MLPs had a good week, and so did most other risk assets. “Risk free” 10-year treasuries did not fare so well, as yields on those rose 17 basis points higher all the way to 1.82%, their highest point since May 11th. Oil futures also reached their highest point since May 11th, closing the week up 3.5% at $96.15 after 4 straight positive days. Natural gas futures dropped for the fourth week in a row to $2.74.
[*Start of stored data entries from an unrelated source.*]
PR #69, opened 2026-07-08
perf: drop dead dpdf + dedup |y|^rho in E-step (#63)

### LINKED ISSUE #63: Optimize AMICATorchNG per-iteration cost (pow hot spot + CPU threading)
Follow-up from the #59 benchmark. On the CPU float64 parity path, NG is ~3.2x slower than Fortran single-threaded and ~7.3x at 8 threads (Fortran even handicapped by Rosetta here). Two root causes, from a cProfile of a 20-iter fit (see #59):

## 1. `pow` is ~49% of runtime
2.55s of 5.15s is `Tensor.pow`, from the generalized-Gaussian `|z|^rho` (fractional exponent, single-threaded). It is evaluated separately in `_log_pdf_and_deriv` (core.py:94) and `_score` (core.py:159), so the density and its derivative each pay a fractional pow.

Proposals (all must stay bit-exact vs the Fortran `z0`/`fp` tests in `test_ng_pdf_families.py`):
- Compute `absz_pow = |z|**rho` once and derive the score from it (`fp ~ rho * absz_pow / z`) instead of a second fractional pow.
- Special-case `rho == 2` (square) and `rho == 1` (abs) to skip `pow` entirely for those PDF families.
- Consider caching `log|z|` where `|z|^rho = exp(rho*log|z|)` is reused across pdf/score/rho-update.

## 2. NG does not parallelize on CPU
Going 1 -> 8 torch threads moves per-iter only 219 -> 204 ms (~7%), while Fortran OpenMP scales 68 -> 28 ms (~2.4x). The per-block Python loop dispatches many small elementwise kernels; intra-op threading cannot amortize that.
- Investigate larger/vectorized block handling to give torch bigger ops to thread.
- GPU (CUDA) is NG's intended fast path (float64 parallelizes far better); MPS cannot do float64. Quantify on a CUDA host via the #59 harness.

## Acceptance
- Single-model #24 parity stays byte-for-byte; PDF-family bit-exactness preserved.
- Re-run `benchmarks/benchmark_runtime.py`; record the new ratio in this issue.

neuromechanist:
Part of #63. The clear, **bit-identical** win from the benchmark's pow hot spot.

## What
The forward pass computed the density derivative `dpdf` every block, but **every caller discards it** (the exact-EM M-step uses the score `fp`, not `dpdf`) -- so a `|y|^(rho-1)` power and **three exp()s** per block-model were dead work. Separately, `|y|^rho` was computed twice (density + the rho-update accumulator).

Added a lean `_log_pdf_only` that computes only `log_pdf` and returns `|y|^rho`; `_forward` threads it through to `_get_block_updates`, which reuses it instead of recomputing. `_log_pdf_and_deriv`/`_score` are untouched (still cover the pdf-family tests).

## Safety
**Bit-identical** -- single-model final LL matches the pre-change value to all 15 digits (verified by stashing the change and re-running), and the full torch suite is green (108 passed, 5 skipped). The parity tests (NumPy 1e-10, families 1e-12) all pass unchanged.

## Measured (real sample EEG, single thread)
| Metric | Before | After |
|--|--|--|
| pow time (20 it) | 2.55s | **1.30s** (-49%) |
| 30-iter wall | 255 ms/it | **166 ms/it** (-35%) |

## Not in this PR (need your call -- data in the PR thread)
- Larger `block_size` default (128->512): another ~-18%, but shifts results ~6e-6 (accumulation order).
- CPU threading: ~-16% at 4 threads, degrades beyond (workload-limited).
- GPU float32 fast path: the real GPU lever; needs a CUDA host to validate.

### DIFF
--- a/.context/issue-63/perf_findings.md
+++ b/.context/issue-63/perf_findings.md
@@ -37,32 +37,33 @@ A single iteration's sufficient stats are block-size-independent to ~1e-8 (test
 it changes (chaotic optimization compounds the 1e-8). All tests specify
 block_size explicitly, so the default change is safe (108 passed).
 
-## 3. GPU: CUDA float64 is a clean 2.14x (NVIDIA RTX 4090)
+## 3. GPU: CUDA float64 is a clean ~4.5x (NVIDIA RTX 4090)
 
-Real device numbers from `hallu` (RTX 4090), full data, 50 iters,
-`benchmarks/benchmark_gpu.py`:
+Real device numbers from `hallu` (RTX 4090), full data, 50 iters, **warmed**
+(first CUDA call pays context init + kernel compilation, ~2-3x inflation if not
+excluded), min of 4 repeats, `torch.set_num_threads(16)`:
 
 | device | dtype | ms/it | vs CPU-f64 | final LL |
 |---|---|---|---|---|
-| cpu | float64 | 281 | 1.00x | -3.42408 |
-| **cuda** | **float64** | **131** | **2.14x** | **-3.42408** (identical) |
-| cpu | float32 | 54 | 5.24x | **NaN** |
-| cuda | float32 | 35 | 8.05x | **NaN** |
+| cpu (16 thr) | float64 | 172.8 | 1.00x | -3.42408 |
+| **cuda** | **float64** | **38.5** | **4.5x** | **-3.42408** (identical) |
 
-**CUDA float64 is the safe GPU win**: 2.14x and numerically identical to CPU
-(-3.42408). The `AMICA` wrapper auto-selects CUDA when present.
+**CUDA float64 is the safe GPU win**: 4.5x over a 16-thread CPU (~7x over
+single-thread) and numerically identical to CPU (-3.42408 to the digit). The
+`AMICA` wrapper auto-selects CUDA when present. (Measurement caveat: a cold first
+CUDA call reads ~131 ms/it -- always warm up before timing GPU.)
 
 ## 4. float32 is precision-limited, NOT a free fast path
 
-float32 would be 5-8x faster, but on the full 30504-sample data it **collapses to
-NaN around iter 23**: it descends healthily (-3.51 -> -3.44 over 22 iters), then a
-mixture component's responsibility mass underflows in float32's ~7-digit range,
-the exact-EM `0/0` produces non-finite mu/beta/alpha, and the degenerate-fit
-contract (#50) stops it with a clean `nan_ll` (it fails LOUDLY, not silently). It
-does converge on smaller slices (4096 samples: -3.234, matching float64). So
-float32 is usable for small data / experimentation but not production on
-full-size recordings without float32-specific mixture flooring -- tracked as a
-follow-up.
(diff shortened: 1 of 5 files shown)


neuromechanist:
## #63 complete: measured on CPU + a real RTX 4090 (`hallu`)

Went beyond the pow-dedup to cover all three levers you asked for, with real GPU numbers.

### Landed here (float64, safe)
| Lever | Effect |
|--|--|
| E-step pow-dedup (drop dead `dpdf`) | **-35%**, bit-identical |
| `block_size` default 128->512 | **-18%** (compounds to ~-47%) |
| CUDA float64 (auto-selected) | **~4.5x** over 16-thread CPU (38.5 vs 172.8 ms/it), **numerically identical** (-3.42408) |

Full torch suite green (108 passed). Added `benchmarks/benchmark_gpu.py` (device/precision sweep, with warmup); findings in `.context/issue-63/perf_findings.md`.

### Honest caveats (the surprises)
- **float32 is NOT a free fast path.** It's 5-19x faster but **seed-flaky NaN** on full-size data (a mixture component underflows in float32's ~7-digit range ~iter 23; the degenerate-fit contract stops it loudly). Converges on small slices. Stabilization tracked in **#70**.
- **MPS is currently *slower* than CPU** on 32-channel data (0.51x) -- dispatch overhead unamortized on small montages; revisit with newer drivers / larger channel counts.
- **CPU threading is workload-limited** (~4 threads sweet spot on a laptop) -- documented as guidance, not forced (a library shouldn't mutate global `torch.set_num_threads`).
- Measurement note: a cold first CUDA call reads ~131 ms/it (2.5x inflation); always warm up before timing GPU.

Net: float64 CPU ~-47%, plus a clean 4.5x on GPU, all parity-preserving. The bigger multipliers (float32) need the stability work in #70.

neuromechanist:
## Review complete (3 Sonnet reviewers) + all findings addressed

**Code: clean.** All three reviewers independently verified the bit-identity -- one ran `torch.equal` on `_log_pdf_only` vs `_log_pdf_and_deriv`'s `log_pdf` (exactly equal, both branches) and confirmed the `|y|^rho` reuse is a true reuse (diffed vs main). No correctness bugs, no parity risk.

**Doc accuracy: several real fixes (my perf docs overstated).**
- `block_size=512` does **not** 'match the Fortran reference' -- Fortran's header default is 128 and it auto-tunes via `do_opt_block` (128-1024). Reworded.
- `benchmark_gpu.py` docstring called float32 'the production fast path (10-50x)', contradicting `perf_findings.md` (experimental, seed-flaky NaN). Aligned + fixed range to 5x CPU / 10-19x CUDA.
- Fixed the false 'all tests specify block_size explicitly' claim, the `test_block_size_independence`->`test_blocking_invariance` name, the overstated 'numerically identical' (->'agrees to 5 sig digits'), the unsupported cross-machine '~7x', and the untested workstation-threads claim.

**Tests added (test-analyzer, Priority 7):** `test_log_pdf_only_matches_log_pdf_and_deriv` (parametrized None/0/1/2/3/4) locks in the bit-identity for families 1-4 -- their only non-gated regression check -- plus `test_block_size_default_is_512`. 34 passed.

No findings skipped.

As discussed here before, in the short term MLP performance is much more correlated to oil than to interest rate moves. This week is a good example of that in action. Oil prices moving higher trumped the yield spike (hard to call it a spike when rates are still well below 2%, but on a percentage basis that’s a big week over week move) and helped send MLPs higher. It is intuitive that oil prices should be more correlated to MLP prices than treasuries, because the impact of oil prices on operating results is much higher than the impact of treasury moves (which might have a small impact on interest expense), especially with an ever-increasing share of the MLP space taken by upstream MLPs.
The next few weeks, in the absence of capital markets activity, expect MLPs to move along with the broader market and with commodity price changes, with a slightly positive slant on account of less marginal supply of equity flooding the market. Over the last few months, the market and oil have been very nice things to hitch your wagon to, as confusing as the constant march higher for the stock market has been to most professional investors that are on TV.
The story of the week was the Hi-Crush IPO, which popped the most on its first day than any other MLP IPO in 5 years. The success of the two most recent MLP IPOs (Hi-Crush and Northern Tier), despite both pricing well below the price range, bodes well for other MLP IPOs in the offing. Not sure which one IPO will go off next, but there will be more services MLPs to file and go public going forward.